Preservation Friday: Making Bacon

Salt is one of the oldest and best known preservatives, and salted pork has been an important part of our diet for hundreds of years. It is mentioned in the Forme of Curry (written by the master cooks of King Richard II), and the method for producing bacon has remained largely unchanged since the 14th century.

I think that the best bacon is made using the dry curing process, and that’s what I  will describe here. Dry curing uses dry salt and spices to preserve the pork, and the resulting bacon has a firm texture and strong taste. Commercially speaking, dry cured bacon is more expensive, because the dry curing process removes moisture and reduces the overall weight of the bacon.

Basic Ingredients

  • 1 kilo of Pork belly Try to choose a piece of belly draft with plenty of fat running through it.
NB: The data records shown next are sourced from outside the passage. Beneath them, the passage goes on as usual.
PR #1623, opened 2024-09-17
Tweaks: Improve contributed content tweak compatibility

### LINKED ISSUE #873: readability issue with Themed Posts + Highlight contributed content
### Platform

Windows 10

### Browser

Chrome

### Addon version

v0.21.0

### Details

when `Themed Posts`->`Theme every reblog trail item individually` and  `Tweaks`->`Highlight contributed content on reblogs` are both enabled, the contributed content highlight's background color overrides the blog theme background color, but the text color stays as the one from the blog theme. when the blog theme's text color is similar to the contributed content highlight this can make the text difficult to read

[example post](https://www.tumblr.com/im-mage/702140803842244608/example-post) (`Themed Posts`->`Enable theming on the blog view` also needs to be enabled to see the issue here since it's a blog link)

image

marcustyphoon:
### Description

As noted in the linked issue, the "highlight contributed content" tweak looks like it applies a subtle color highlight to the relevant trail item, but it's actually overriding the background with the `follow` palette color, which generally has that effect on most palettes but isn't compatible with customization.

This applies a low-opacity accent color instead. 7% matches more closely with the current color on the True Blue palette, but I like ~10% better in general.

I also tried `blue` instead of `accent`.

> I prefer blue on:
> cement, strongly
> 
> I prefer deprecated-accent on:
> vampire, moderately
> goth rave, slightly

Most notably, though we override `accent` in Themed Posts, but we don't override `blue`, so `accent` gives more stable results.

In addition, this disables the tweak's effect entirely when Themed Posts' "Theme every reblog trail item individually" setting is enabled; I guess it could make sense not to do this since it'll still work when people have default blog themes? It seems like a lot of the time it would be pointless, though.

Resolves #873.

### Testing steps

The "alternative color demo" commit demos a way to add a second color option and compare side-by-side; one can find a post with a decent reblog chain and shift-P through different palettes.

- Confirm that contributed content trail items look reasonable with Themed Posts disabled in each palette.
- Confirm that contributed content trail items look reasonable with Themed Posts enabled. (Changing palettes should have no effect.)

### DIFF
--- a/src/features/tweaks/highlight_contributed_content.js
+++ b/src/features/tweaks/highlight_contributed_content.js
@@ -2,6 +2,6 @@ import { buildStyle } from '../../utils/interface.js';
 
 export const styleElement = buildStyle(`
 [data-is-contributed-content="true"]:not([data-xkit-themed]) {
-  display: flow-root; background-color: rgb(var(--deprecated-accent), 0.1);
+  display: flow-root; background-color: rgb(var(--deprecated-accent), 0.13);
 }
 `);
--- a/src/features/tweaks/highlight_contributed_content.js
+++ b/src/features/tweaks/highlight_contributed_content.js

Tell your butcher that you want to make bacon, and he should provide you with a suitable cut.
  • 6 tbsp pure Salt Most table and cooking salts have additives that improve the flow of the salt. You should avoid them if possible and use pure salt.
  • 2 tsp of crushed Black pepper

Optional Extras:

  • 2 tbsp soft Brown sugar
  • 2 tsp smoked Paprika
  • 2 tsp dried Coriander
  • 2 tsp crushed dried Chili
  • 1/2 tsp Saltpeter Saltpeter gives the bacon a pinkish color, but some scientific evidence suggests that it may be harmful to your health.

Directions

  1. Trim the pork to remove any excess fat and sinew.
  2. Massage the salt and spices into the bacon

    If you are using saltpeter, sprinkle it over both sides of the pork and massage it into the meat with your hands. Salt and saltpeter are not friendly to your skin, so wear disposable gloves.
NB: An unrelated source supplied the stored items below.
PR #1625, opened 2024-09-18
Implement remove buttons on own post tags

### LINKED ISSUE #549: Feature: Tag remover (...tag editor?)
### Concept

This isn't a fully formed idea, but I often find myself editing posts right after posting just to remove the automatically added `#Youtube` tag and wishing that Quick Tags could be used not only to add tags without a context switch, but to remove them as well. It would be even cooler to extend this to fixing typos in tags as well.

I could imagine the removal-only variant of this feature manifesting itself as delete icons that appear on tags on your own posts when hovered, or the typo-fixing variant manifesting itself as a Quick Tags-like popup containing a text box populated with the full comma separated tags string, or both, or an integration with Quick Tags itself. None of these ideas stand out as comprehensive and native-feeling yet, though, so I would love it if someone had a better idea.

marcustyphoon:
### Description

Core implementation of a feature I've wanted for a long time, but that is somewhat niche: the ability to remove tags from a post with one click. This is very nice when tags are automatically added to posts based on their source (i.e. `#Youtube`) but is otherwise not useful very often.

Resolves #549 (which I intentionally let go stale).

Things one should debate:
- If merging this functionality, should it be part of Quick Tags, be its own feature, be... a tweak (which _probably_ makes the most sense scope-wise but completely violates the norms for how complex a tweak is), etc?
- Should every tag on an editable post be removable or just the auto-added ones? What is the list of auto-added ones?

Ultimately my guess is that no one can come up with a justification for implementing this, but hey, I made it.

### Testing steps

- Create a post (or multiple posts) with a youtube embed, an instagram embed, a spotify embed, a bandcamp embed, and a soundcloud embed, and some random tags. Save the post; Tumblr will give it extra tags.
- Enable the new Quick Tags option. Confirm that the auto-added tags gain x buttons that will remove the tag in question, but other tags do not.
- Click a remove button. Confirm that the tag is removed.
- Use Quick Tags to add back the same tag (with the same capitalization). Confirm that the tag is added and appears with a remove button.
- Confirm that posts with a relevant tag which the user cannot edit don't have remove buttons.


marcustyphoon:
- [x] #1980

PR #1627, opened 2024-09-26
Timeline ID util: Add blog uuids as possible identifiers

marcustyphoon:
### Description

Fun fact: you can navigate to a "channel" page using a blog uuid instead of a blog name. The page will work, and its timeline id or timeline attribute will contain the blog uuid. For example, https://www.tumblr.com/blog/t:Fft_7iTGnBlHdl-UtlllwQ or https://www.tumblr.com/blog/t:Fft_7iTGnBlHdl-UtlllwQ/queue should work if you're logged in to your main account.

This adds those cases to the values matched by the regexes in the timeline id util.


marcustyphoon:
Just clicked those links, and that didn't work, so... I guess you can't anymore.

PR #1639, opened 2024-10-28
feat(Mass Privater): Add mass unprivate functionality

### LINKED ISSUE #1626: Mass Unprivater as an option to Mass Privater
### Concept

In the same way how you can mass private post based on tags and time frame, I would like to unprivate post based on the same things instead of going through anything one by one.

marcustyphoon:
### Description

Per a number of user requests, this adds the ability to unprivate posts to Mass Privater, including by tag. There's currently no realistic way to do this without an extension, since you can't find all of your private posts (that contain a certain tag or otherwise) through the Tumblr UI. No, it's not fast, but it's faster than manually scrolling through your archive, that's for sure.

Resolves #1626.

~~Currently contains the diff of #1610; must be rebased after it is merged (or close it if merged first).~~

### Testing steps

Oh boy. Um.

- [ ] Confirm that Mass Privater's "private posts" mode still works as it used to.
- [ ] Confirm that Mass Privater's "unprivate posts" mode functions (slowly, at one post per second)...
  - [ ] in general, with no errored post list if there are no errors
  - [ ] with a before date selected
  - [ ] with tags selected
- [ ] Confirm that Mass Privater's "unprivate posts" mode displays a list of errored posts if some of its posts are not npf-editable (populated up-front) or fail (e.g. disconnecting network)


src/features/mass_privater.js
```diff
@@ -178,86 +178,116 @@ const showPostsNotFound = ({ name }) =>
...
-      }),
-      sleep(1000)
-    ]);
+      await Promise.all([
+        apiFetch(`/v2/blog/${uuid}/posts/${postData.id}`, {
+          method: 'PUT',
+          body: {
+            ...createEditRequestBody(postData),
+            state: 'published'
+          }
```
AprilSylph, line 272: hmmm. the fact that this will only work on NPF/text/answer posts is... concerning.

i feel like we should have a separate "incompatible" count to show to the user, rather than trying to action on them here, knowing that the operation will always fail.

do we have a util for NPF compatibility yet? i feel like we need one.
if a post is stored in blocks format, or the original type is text, or the original type is note, it should be editable via NPF endpoints.

marcustyphoon: Oh, shoot.

marcustyphoon: (And yes we do; it currently returns `isBlocksPostFormat || shouldOpenInLegacy === false;`).

marcustyphoon: Made something. A bit rudimentary, maybe, but I'm not sure how to improve it.

AprilSylph: Maybe it should be a `<table>`...?

marcustyphoon:
Today I learned: I have absolutely no idea how to control overflow on a table cell.

AprilSylph:
(Don't know why I put this in my review queue when it's still marked as "help wanted".)

marcustyphoon:
Oh, this one.

I might just give up on table and switch to ~~flexbox~~ _grid_; I don't think I've ever gotten a table to do anything close to what I wanted ever.

marcustyphoon:
¯\\\_(ツ)\_/¯ 

(aside: I guess this could also just be a list of links, with some placeholder text added for the posts without a summary. or... yeah, idk. hm, or should the links be formatted timestamps instead of post ids?)

marcustyphoon:
maybe? idk

marcustyphoon:
Current look. Suggestions welcome.

AprilSylph:
Hmm. You know what, what's wrong with just a scrollable list of clickable post URLs? If the post has a summary, it should have a slug too...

  3. Mix salt, pepper and optional ingredients together in a bowl. I recommend brown sugar for a sweeter cure that browns nicely in the pan.
  4. Sprinkle a quarter of the salt mixture over the flesh side (as opposed to the skin side) of the pork. Work the salt in with your hands to get an even coating over the entire draft, and make sure that you push salt into any hidden pockets and cuts in the meat.
  5. Repeat the salting process on the skin side of the draft. The skin will be very tough to start with, but after a few minutes of massaging with salt, it will soften.
  6. Place the pork skin side down in a plastic tray in the refrigerator. The salt will release fluid from the pork, so periodically remove the tray from the refrigerator and dispose of any liquid. A few bamboo skewers laid across the bottom of the tray helps to keep the bacon dry by raising it above the liquid.
  7. Re-salt the pork after 24 hours and turn over so that the skin side is up. Leave the pork in the refrigerator for about another day and a half.
  8. Cut a few slices of bacon, remembering that the end will be saltier than the rest of the bacon.
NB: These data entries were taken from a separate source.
PR #1648, opened 2024-11-10
Mass Deleter: Show blog name in confirm modal

### LINKED ISSUE #1647: Mass Deleter: Show blog name in confirm modal
### Concept

Yeah, yeah, it says "this blog" and the button only appears on blog pages. But it's still kind of freaky to press confirm on "delete all of my stuff" without the UI definitely showing you which blog you mean. Should be a simple little refactor to query and display the target blog name one modal earlier.

marcustyphoon:
### Description

Does a refactor I probably should have done a while ago (making `createTagSpan`/`createBlogSpan` part of the modals util rather than duplicating them) and then uses the latter to clarify the target blog in Mass Deleter's confirm modal, as per the linked issue.

Resolves #1647.


AprilSylph (approved):
Works as described. Also, since we're modifying at least one created `<button>` here, I wouldn't mind a `button()`/etc. shorthand refactor being performed prior to merging.

marcustyphoon:
Sure. Aside: would you like:
- new-DOM-util PRs for everything
- one new-DOM-util PR for everything
- to do it yourself
- to do it yourself; you can start with my diff checked out
- neither, we do it as we touch files
- something else

AprilSylph:
Do it as we touch usages of `dom()`.

Oh right, and I should mark that thing as deprecated via JSdoc, shouldn't I...

marcustyphoon:
Oh—do you mean "convert the entire file" or just the part the PR touched?

AprilSylph:
Needing to touching a `dom()` usage should be the trigger to convert the entire file, ideally in its own commit.
If it's a big lift (like in Quick Reblog), the refactor should be PR'd by itself first for in-depth regression testing.

AprilSylph:
...or afterwards works too, actually.

PR #1653, opened 2024-11-17
feat(Quick Tags): Add suggestion-from-reblog-source feature

marcustyphoon:
### Description

Quick Reblog has a feature to quickly copy relevant tags from a post when reblogging the post, but if one drafts or queues a reblog without XKit (e.g. on mobile) and wants to do this same thing after the fact, there's no equivalent feature.

This adds pretty much the same feature to Quick Tags.

Notably, one could use the datalist feature on the Quick Tags text input box (making equivalent functionality to Quick Reblog) or add more buttons with the suggestions. The former is kind of annoying because the text input box is at the top of the modal, so the datalist covers the tag buttons, but UI consistency is important. I dunno.


src/features/quick_tags/index.js
```diff
@@ -124,7 +121,26 @@ const togglePopupDisplay = async function ({ target, currentTarget: controlButto
...
+    if (showReblogSuggestions) {
+      const { rebloggedFromUuid, rebloggedFromId } = await timelineObject(controlButton.closest(postSelector));
+      if (rebloggedFromUuid && rebloggedFromId) {
+        const { response: { tags, blogName, postAuthor, rebloggedRootName } } = await apiFetch(`/v2/blog/${rebloggedFromUuid}/posts/${rebloggedFromId}`);
+
+        const suggestableTags = tags;
+        if (blogName) suggestableTags.push(blogName);
+        if (postAuthor) suggestableTags.push(postAuthor);
+        if (rebloggedRootName) suggestableTags.push(rebloggedRootName);
+        const tagsToSuggest = suggestableTags.filter((tag, index, array) => array.indexOf(tag) === index);
```
AprilSylph: Spotted: code copied from something I wrote that used an array when it should really have used a `Set`.

marcustyphoon:
Well... I guess this should use the tab interface from Quick Reblog.

I feel like it might look kind of silly without the context of other elements being around it, but eh, what can you do.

    There is no definitive method to identify when a piece of bacon is fully cured. Temperature and humidity will affect the curing process, as will the thickness of the draft that you are using. I generally find that 2-3 days in salt is sufficient for a piece of bacon of average size, but larger drafts will take longer.

  9. Wash the bacon in cold water to remove any remaining salt, and then pat dry with kitchen towels.
  10. Cut a few thin slices of bacon and fry them in a pan to test the cure. The first couple of slices will be salty because they were right at the end of the draft. Slices from further in should give a better idea of how salty the bacon will be. If it’s too salty, you can try soaking it in water for a few hours and testing again.
  11. Wrap the bacon in a clean cheesecloth or a cotton bag, and hang it in a cool dry place for at least 24 hours before refrigerating.

You can cook your bacon in a dry pan – there should be enough fat in the bacon itself to cook without adding oil. The taste of homemade bacon is far superior to anything that you will purchase in the supermarket, and although the ends of the bacon will be very salty, they can be diced into soups or casseroles to add flavour.